PR #190, opened 2022-05-12
Add rapids_cpm_nvcomp with prebuilt binary support

robertmaynard:
Expands the versions.json support to include the concept of per cpu architecture pre-built proprietary binary files that are used instead of building from source.

Currently the only package that supports this json entry is `nvcomp` which has also been added to `rapids_cpm`.

### DIFF
--- a/rapids-cmake/cpm/detail/get_proprietary_binary.cmake
+++ b/rapids-cmake/cpm/detail/get_proprietary_binary.cmake
@@ -33,7 +33,7 @@ the current CPU target architecture ( x86_64, aarch64, etc )
 function(rapids_cpm_get_proprietary_binary package_name version)
 
   get_property(override_json_data GLOBAL PROPERTY rapids_cpm_${package_name}_override_json)
-  # need to search the `proprietary_binary` dictonary for a key with the same name as
+  # need to search the `proprietary_binary` dictionary for a key with the same name as
   # lower_case(`CMAKE_SYSTEM_PROCESSOR-CMAKE_SYSTEM_NAME`).
   set(key "${CMAKE_SYSTEM_PROCESSOR}-${CMAKE_SYSTEM_NAME}")
   string(TOLOWER ${key} key)
--- a/rapids-cmake/cpm/detail/get_proprietary_binary.cmake
+++ b/rapids-cmake/cpm/detail/get_proprietary_binary.cmake
@@ -1,0 +1,77 @@
+#=============================================================================
+# Copyright (c) 2022, NVIDIA CORPORATION.
+#
+# Licensed under the Apache License, Version 2.0 (the "License");
+# you may not use this file except in compliance with the License.
+# You may obtain a copy of the License at
+#
+#     http://www.apache.org/licenses/LICENSE-2.0
+#
+# Unless required by applicable law or agreed to in writing, software
+# distributed under the License is distributed on an "AS IS" BASIS,
+# WITHOUT WARRANTIES OR CONDITIONS OF ANY KIND, either express or implied.
+# See the License for the specific language governing permissions and
+# limitations under the License.
+#=============================================================================
+include_guard(GLOBAL)
+
+#[=======================================================================[.rst:
+get_proprietary_binary
+-------------------
+
+.. versionadded:: v22.06.00
+
+Download the associated proprietary binary for the given project based on
+the current CPU target architecture ( x86_64, aarch64, etc )
+
+ .. note::
+  if override => the proprietary entry only in the override will be evaluated
+  if no override => the proprietary entry only in the default will be evaluated
+
+
+#]=======================================================================]
+function(rapids_cpm_get_proprietary_binary package_name version)
+
+  get_property(override_json_data GLOBAL PROPERTY rapids_cpm_${package_name}_override_json)
+  # need to search the `proprietary_binary` dictonary for a key with the same name as
+  # lower_case(`CMAKE_SYSTEM_PROCESSOR-CMAKE_SYSTEM_NAME`).
+  set(key "${CMAKE_SYSTEM_PROCESSOR}-${CMAKE_SYSTEM_NAME}")
+  string(TOLOWER ${key} key)
+
+  if(override_json_data)
+    string(JSON value ERROR_VARIABLE have_error GET "${override_json_data}" "proprietary_binary"
+           "${key}")
+  else()
+    get_property(json_data GLOBAL PROPERTY rapids_cpm_${package_name}_json)
+    string(JSON value ERROR_VARIABLE have_error GET "${json_data}" "proprietary_binary" "${key}")
+  endif()
+
+  if(have_error)
+    message(VERBOSE
+            "${package_name} requested usage of a proprietary_binary but none exist for ${CMAKE_SYSTEM_PROCESSOR}"
+    )
+    return()
+  endif()
+
+  # proprietary_binary now is the url that we need to download
+  set(proprietary_binary ${value})
+
+  if(NOT DEFINED rapids-cmake-version)
+    include("${rapids-cmake-dir}/rapids-version.cmake")
+  endif()
+
+  # Evaluate any magic placeholders in the proprietary_binary value including the
+  # `rapids-cmake-version` value
+  cmake_language(EVAL CODE "set(proprietary_binary ${proprietary_binary})")
+
+  if(proprietary_binary)
+    # download and extract the binaries since they don't exist on the machine
+    include(FetchContent)
+    set(pkg_name "${package_name}_proprietary_binary")
+    FetchContent_Declare(${pkg_name} URL ${proprietary_binary})
+    FetchContent_MakeAvailable(${pkg_name})
+
+    # Tell the subsequent rapids_cpm_find where to search so that it uses this binary
+    set(${package_name}_ROOT "${${pkg_name}_SOURCE_DIR}" PARENT_SCOPE)
+  endif()
+endfunction()
--- a/rapids-cmake/cpm/detail/get_proprietary_binary.cmake
+++ b/rapids-cmake/cpm/detail/get_proprietary_binary.cmake
@@ -39,11 +39,12 @@ function(rapids_cpm_get_proprietary_binary package_name version)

-----

What you need to do:
The lines to copy are those in the listing that contain the word "entry".

Answer for this exercise:
Currently the only package that supports this json entry is `nvcomp` which has also been added to `rapids_cpm`.
+  if override => the proprietary entry only in the override will be evaluated
+  if no override => the proprietary entry only in the default will be evaluated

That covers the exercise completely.